Provided records:

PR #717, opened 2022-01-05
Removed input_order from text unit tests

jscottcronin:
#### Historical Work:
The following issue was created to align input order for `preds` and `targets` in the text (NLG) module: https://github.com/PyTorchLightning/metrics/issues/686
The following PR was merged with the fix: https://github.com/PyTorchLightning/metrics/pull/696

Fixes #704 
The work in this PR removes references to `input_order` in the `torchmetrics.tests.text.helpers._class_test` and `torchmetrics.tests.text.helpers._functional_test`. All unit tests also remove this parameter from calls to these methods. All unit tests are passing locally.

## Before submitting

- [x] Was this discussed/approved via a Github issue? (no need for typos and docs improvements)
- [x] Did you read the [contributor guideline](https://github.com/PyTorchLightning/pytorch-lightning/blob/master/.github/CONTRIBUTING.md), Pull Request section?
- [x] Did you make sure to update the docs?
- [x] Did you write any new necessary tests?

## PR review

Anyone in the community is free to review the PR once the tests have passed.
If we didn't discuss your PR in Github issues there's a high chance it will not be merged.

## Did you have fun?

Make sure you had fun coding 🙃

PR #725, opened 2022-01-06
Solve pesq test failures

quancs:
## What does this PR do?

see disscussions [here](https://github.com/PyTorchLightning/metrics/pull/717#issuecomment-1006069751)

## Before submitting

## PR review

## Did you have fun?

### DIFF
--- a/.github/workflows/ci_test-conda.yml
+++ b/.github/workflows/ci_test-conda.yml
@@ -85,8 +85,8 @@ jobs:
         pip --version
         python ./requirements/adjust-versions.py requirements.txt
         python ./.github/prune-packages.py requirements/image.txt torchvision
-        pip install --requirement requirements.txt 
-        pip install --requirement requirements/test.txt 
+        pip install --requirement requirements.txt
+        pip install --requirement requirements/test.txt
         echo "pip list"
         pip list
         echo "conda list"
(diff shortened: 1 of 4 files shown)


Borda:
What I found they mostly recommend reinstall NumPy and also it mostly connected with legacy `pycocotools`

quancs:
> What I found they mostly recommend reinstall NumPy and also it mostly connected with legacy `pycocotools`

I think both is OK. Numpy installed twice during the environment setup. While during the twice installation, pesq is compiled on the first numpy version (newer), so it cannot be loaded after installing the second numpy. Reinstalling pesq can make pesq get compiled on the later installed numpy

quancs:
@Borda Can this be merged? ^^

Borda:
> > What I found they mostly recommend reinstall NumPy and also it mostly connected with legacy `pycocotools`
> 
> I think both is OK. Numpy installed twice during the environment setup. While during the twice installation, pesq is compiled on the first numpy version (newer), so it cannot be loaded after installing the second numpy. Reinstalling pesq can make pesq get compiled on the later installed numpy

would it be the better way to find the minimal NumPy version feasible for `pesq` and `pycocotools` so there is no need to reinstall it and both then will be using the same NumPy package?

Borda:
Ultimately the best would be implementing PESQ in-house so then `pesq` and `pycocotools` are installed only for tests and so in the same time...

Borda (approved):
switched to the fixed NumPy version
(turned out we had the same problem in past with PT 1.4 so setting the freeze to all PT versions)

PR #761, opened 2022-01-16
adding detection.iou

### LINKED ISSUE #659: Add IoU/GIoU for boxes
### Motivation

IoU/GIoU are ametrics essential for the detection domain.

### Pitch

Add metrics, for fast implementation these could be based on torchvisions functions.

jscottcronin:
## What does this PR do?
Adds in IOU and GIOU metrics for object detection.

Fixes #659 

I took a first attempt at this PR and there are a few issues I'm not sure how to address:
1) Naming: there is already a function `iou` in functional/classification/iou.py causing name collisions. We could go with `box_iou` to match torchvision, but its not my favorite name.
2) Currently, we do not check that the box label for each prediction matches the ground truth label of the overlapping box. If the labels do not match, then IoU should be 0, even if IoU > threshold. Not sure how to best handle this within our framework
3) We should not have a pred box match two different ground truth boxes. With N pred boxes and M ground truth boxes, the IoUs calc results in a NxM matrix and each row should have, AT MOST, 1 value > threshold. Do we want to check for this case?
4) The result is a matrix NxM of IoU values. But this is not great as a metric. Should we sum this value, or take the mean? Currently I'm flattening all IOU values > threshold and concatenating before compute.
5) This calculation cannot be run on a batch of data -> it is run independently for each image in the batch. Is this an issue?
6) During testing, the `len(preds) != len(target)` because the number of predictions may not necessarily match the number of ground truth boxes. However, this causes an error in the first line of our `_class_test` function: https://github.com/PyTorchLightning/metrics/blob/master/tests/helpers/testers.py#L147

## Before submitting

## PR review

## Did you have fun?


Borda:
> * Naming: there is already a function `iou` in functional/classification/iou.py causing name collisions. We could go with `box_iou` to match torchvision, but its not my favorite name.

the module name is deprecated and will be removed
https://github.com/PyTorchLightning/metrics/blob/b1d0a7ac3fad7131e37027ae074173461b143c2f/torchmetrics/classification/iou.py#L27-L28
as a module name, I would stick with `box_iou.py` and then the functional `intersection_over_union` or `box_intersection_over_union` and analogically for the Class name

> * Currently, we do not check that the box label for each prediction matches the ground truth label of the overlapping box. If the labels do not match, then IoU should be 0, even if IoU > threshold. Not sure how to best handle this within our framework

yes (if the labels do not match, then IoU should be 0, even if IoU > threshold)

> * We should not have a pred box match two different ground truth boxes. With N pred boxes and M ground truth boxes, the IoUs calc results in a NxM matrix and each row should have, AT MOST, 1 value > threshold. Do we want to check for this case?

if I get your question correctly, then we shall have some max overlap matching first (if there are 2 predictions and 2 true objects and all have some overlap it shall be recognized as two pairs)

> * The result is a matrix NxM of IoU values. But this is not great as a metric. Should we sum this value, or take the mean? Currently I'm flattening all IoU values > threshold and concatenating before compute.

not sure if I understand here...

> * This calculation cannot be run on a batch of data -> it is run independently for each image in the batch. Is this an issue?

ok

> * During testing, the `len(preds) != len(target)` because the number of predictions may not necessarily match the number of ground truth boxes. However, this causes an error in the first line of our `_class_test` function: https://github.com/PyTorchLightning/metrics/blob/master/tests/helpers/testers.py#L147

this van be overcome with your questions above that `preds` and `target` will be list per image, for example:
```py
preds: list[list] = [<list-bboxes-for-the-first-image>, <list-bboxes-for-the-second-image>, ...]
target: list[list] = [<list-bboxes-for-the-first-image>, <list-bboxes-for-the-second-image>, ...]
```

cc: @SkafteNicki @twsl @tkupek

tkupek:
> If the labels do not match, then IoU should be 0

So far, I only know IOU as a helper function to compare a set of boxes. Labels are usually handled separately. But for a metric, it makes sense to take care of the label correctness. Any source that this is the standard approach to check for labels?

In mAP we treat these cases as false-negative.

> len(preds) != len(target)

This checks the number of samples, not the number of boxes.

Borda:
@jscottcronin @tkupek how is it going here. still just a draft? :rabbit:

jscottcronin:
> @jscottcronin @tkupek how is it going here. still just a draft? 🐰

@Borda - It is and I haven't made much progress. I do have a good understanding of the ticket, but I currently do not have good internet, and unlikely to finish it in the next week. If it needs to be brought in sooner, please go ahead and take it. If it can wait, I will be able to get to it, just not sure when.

Prompt: The expected response reproduces all of the data precisely.

Result for this exercise:
PR #717, opened 2022-01-05
Removed input_order from text unit tests

jscottcronin:
#### Historical Work:
The following issue was created to align input order for `preds` and `targets` in the text (NLG) module: https://github.com/PyTorchLightning/metrics/issues/686
The following PR was merged with the fix: https://github.com/PyTorchLightning/metrics/pull/696

Fixes #704 
The work in this PR removes references to `input_order` in the `torchmetrics.tests.text.helpers._class_test` and `torchmetrics.tests.text.helpers._functional_test`. All unit tests also remove this parameter from calls to these methods. All unit tests are passing locally.

## Before submitting

- [x] Was this discussed/approved via a Github issue? (no need for typos and docs improvements)
- [x] Did you read the [contributor guideline](https://github.com/PyTorchLightning/pytorch-lightning/blob/master/.github/CONTRIBUTING.md), Pull Request section?
- [x] Did you make sure to update the docs?
- [x] Did you write any new necessary tests?

## PR review

Anyone in the community is free to review the PR once the tests have passed.
If we didn't discuss your PR in Github issues there's a high chance it will not be merged.

## Did you have fun?

Make sure you had fun coding 🙃

PR #725, opened 2022-01-06
Solve pesq test failures

quancs:
## What does this PR do?

see disscussions [here](https://github.com/PyTorchLightning/metrics/pull/717#issuecomment-1006069751)

## Before submitting

## PR review

## Did you have fun?

### DIFF
--- a/.github/workflows/ci_test-conda.yml
+++ b/.github/workflows/ci_test-conda.yml
@@ -85,8 +85,8 @@ jobs:
         pip --version
         python ./requirements/adjust-versions.py requirements.txt
         python ./.github/prune-packages.py requirements/image.txt torchvision
-        pip install --requirement requirements.txt 
-        pip install --requirement requirements/test.txt 
+        pip install --requirement requirements.txt
+        pip install --requirement requirements/test.txt
         echo "pip list"
         pip list
         echo "conda list"
(diff shortened: 1 of 4 files shown)


Borda:
What I found they mostly recommend reinstall NumPy and also it mostly connected with legacy `pycocotools`

quancs:
> What I found they mostly recommend reinstall NumPy and also it mostly connected with legacy `pycocotools`

I think both is OK. Numpy installed twice during the environment setup. While during the twice installation, pesq is compiled on the first numpy version (newer), so it cannot be loaded after installing the second numpy. Reinstalling pesq can make pesq get compiled on the later installed numpy

quancs:
@Borda Can this be merged? ^^

Borda:
> > What I found they mostly recommend reinstall NumPy and also it mostly connected with legacy `pycocotools`
> 
> I think both is OK. Numpy installed twice during the environment setup. While during the twice installation, pesq is compiled on the first numpy version (newer), so it cannot be loaded after installing the second numpy. Reinstalling pesq can make pesq get compiled on the later installed numpy

would it be the better way to find the minimal NumPy version feasible for `pesq` and `pycocotools` so there is no need to reinstall it and both then will be using the same NumPy package?

Borda:
Ultimately the best would be implementing PESQ in-house so then `pesq` and `pycocotools` are installed only for tests and so in the same time...

Borda (approved):
switched to the fixed NumPy version
(turned out we had the same problem in past with PT 1.4 so setting the freeze to all PT versions)

PR #761, opened 2022-01-16
adding detection.iou

### LINKED ISSUE #659: Add IoU/GIoU for boxes
### Motivation

IoU/GIoU are ametrics essential for the detection domain.

### Pitch

Add metrics, for fast implementation these could be based on torchvisions functions.

jscottcronin:
## What does this PR do?
Adds in IOU and GIOU metrics for object detection.

Fixes #659 

I took a first attempt at this PR and there are a few issues I'm not sure how to address:
1) Naming: there is already a function `iou` in functional/classification/iou.py causing name collisions. We could go with `box_iou` to match torchvision, but its not my favorite name.
2) Currently, we do not check that the box label for each prediction matches the ground truth label of the overlapping box. If the labels do not match, then IoU should be 0, even if IoU > threshold. Not sure how to best handle this within our framework
3) We should not have a pred box match two different ground truth boxes. With N pred boxes and M ground truth boxes, the IoUs calc results in a NxM matrix and each row should have, AT MOST, 1 value > threshold. Do we want to check for this case?
4) The result is a matrix NxM of IoU values. But this is not great as a metric. Should we sum this value, or take the mean? Currently I'm flattening all IOU values > threshold and concatenating before compute.
5) This calculation cannot be run on a batch of data -> it is run independently for each image in the batch. Is this an issue?
6) During testing, the `len(preds) != len(target)` because the number of predictions may not necessarily match the number of ground truth boxes. However, this causes an error in the first line of our `_class_test` function: https://github.com/PyTorchLightning/metrics/blob/master/tests/helpers/testers.py#L147

## Before submitting

## PR review

## Did you have fun?


Borda:
> * Naming: there is already a function `iou` in functional/classification/iou.py causing name collisions. We could go with `box_iou` to match torchvision, but its not my favorite name.

the module name is deprecated and will be removed
https://github.com/PyTorchLightning/metrics/blob/b1d0a7ac3fad7131e37027ae074173461b143c2f/torchmetrics/classification/iou.py#L27-L28
as a module name, I would stick with `box_iou.py` and then the functional `intersection_over_union` or `box_intersection_over_union` and analogically for the Class name

> * Currently, we do not check that the box label for each prediction matches the ground truth label of the overlapping box. If the labels do not match, then IoU should be 0, even if IoU > threshold. Not sure how to best handle this within our framework

yes (if the labels do not match, then IoU should be 0, even if IoU > threshold)

> * We should not have a pred box match two different ground truth boxes. With N pred boxes and M ground truth boxes, the IoUs calc results in a NxM matrix and each row should have, AT MOST, 1 value > threshold. Do we want to check for this case?

if I get your question correctly, then we shall have some max overlap matching first (if there are 2 predictions and 2 true objects and all have some overlap it shall be recognized as two pairs)

> * The result is a matrix NxM of IoU values. But this is not great as a metric. Should we sum this value, or take the mean? Currently I'm flattening all IoU values > threshold and concatenating before compute.

not sure if I understand here...

> * This calculation cannot be run on a batch of data -> it is run independently for each image in the batch. Is this an issue?

ok

> * During testing, the `len(preds) != len(target)` because the number of predictions may not necessarily match the number of ground truth boxes. However, this causes an error in the first line of our `_class_test` function: https://github.com/PyTorchLightning/metrics/blob/master/tests/helpers/testers.py#L147

this van be overcome with your questions above that `preds` and `target` will be list per image, for example:
```py
preds: list[list] = [<list-bboxes-for-the-first-image>, <list-bboxes-for-the-second-image>, ...]
target: list[list] = [<list-bboxes-for-the-first-image>, <list-bboxes-for-the-second-image>, ...]
```

cc: @SkafteNicki @twsl @tkupek

tkupek:
> If the labels do not match, then IoU should be 0

So far, I only know IOU as a helper function to compare a set of boxes. Labels are usually handled separately. But for a metric, it makes sense to take care of the label correctness. Any source that this is the standard approach to check for labels?

In mAP we treat these cases as false-negative.

> len(preds) != len(target)

This checks the number of samples, not the number of boxes.

Borda:
@jscottcronin @tkupek how is it going here. still just a draft? :rabbit:

jscottcronin:
> @jscottcronin @tkupek how is it going here. still just a draft? 🐰

@Borda - It is and I haven't made much progress. I do have a good understanding of the ticket, but I currently do not have good internet, and unlikely to finish it in the next week. If it needs to be brought in sooner, please go ahead and take it. If it can wait, I will be able to get to it, just not sure when.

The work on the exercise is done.